* _Work instruction_:
Return only the final portion of the entries: the line with "(diff shortened: 1 of 2 files shown)" and every line after it, each one exact.

════════════════════

PR #149, opened 2020-04-01
Support SCIP 7.0.0

rschwarz:


rschwarz:
Still want to update Travis CI to use the newest SCIP, but the downloads are not ready yet?!

fserra:
i have no idea why it still doesn't find it. Can one do an "ls" on `C:\scipoptdir\lib`?

rschwarz:
It would be easiest to test this on a local Win machine first, I guess.

But yes, there is `Base.Filesystem.pwd()` and `Base.Filesystem.readdir()` in Julia. You can call `println( ... )` around these.

fserra:
scip now needs tbb. and in windows is not finding the tbb.dll so we need to install it i guess. Apparently it works out of the box in linux

rschwarz:
So, you mean that there is an additional dynamic library file, but it's missing from the installer?

This also implies that the error message from our `build.jl` is not really accurate, because in reality, the `scip.dll` file might exist, but `dlopen` fails because of some unresolved symbol or so?

fserra:
yes I guess. So the `libscip.dll` was ok (I changed it to libscip.lib which is wrong). But I guess it identifies that `libscip.dll`  is not really the dll needed because it doesn't resolve everything. And yes, the error is not really transparent in saying where the file was not found or not useful.

rschwarz:
@fserra: Windows now works with the new binaries, but OS X is failing when building from source, see https://travis-ci.org/github/SCIP-Interfaces/SCIP.jl/jobs/672463497#L208

By the way, I've previously tried to use pre-compiled binaries for OS X as well, but never got it to work, see #143.

fserra:
yeah, i have no idea. I opened an issue in scip.

rschwarz:
I tried again with preinstalled binaries of OS X, and it seems to be missing some dependencies:
https://travis-ci.org/github/SCIP-Interfaces/SCIP.jl/jobs/672477970#L218

PR #158, opened 2020-05-02
Implement MOI.DualStatus

### LINKED ISSUE #157: SCIP Dual Status
I got a report that SCIP.jl does not support the solution `dual_status` parameter.  I believe this parameter should be set to `NO_SOLUTION` if it is not available.

https://github.com/lanl-ansi/InfrastructureModels.jl/issues/68

CC @mlubin, @odow, @rb004f

odow:
I don't have SCIP installed locally, so didn't test. 

Closes #157

### DIFF
--- a/src/MOI_wrapper/results.jl
+++ b/src/MOI_wrapper/results.jl
@@ -31,6 +31,10 @@ function MOI.get(o::Optimizer, attr::MOI.PrimalStatus)
     end
 end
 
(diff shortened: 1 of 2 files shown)


rschwarz:
Should this be covered by some MOI test?

I'm not sure how to test this besides explicitly calling that function.

rschwarz:
OK, I see that you already added a test, thanks!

════════════════════

* _Response_:
(diff shortened: 1 of 2 files shown)


rschwarz:
Should this be covered by some MOI test?

I'm not sure how to test this besides explicitly calling that function.

rschwarz:
OK, I see that you already added a test, thanks!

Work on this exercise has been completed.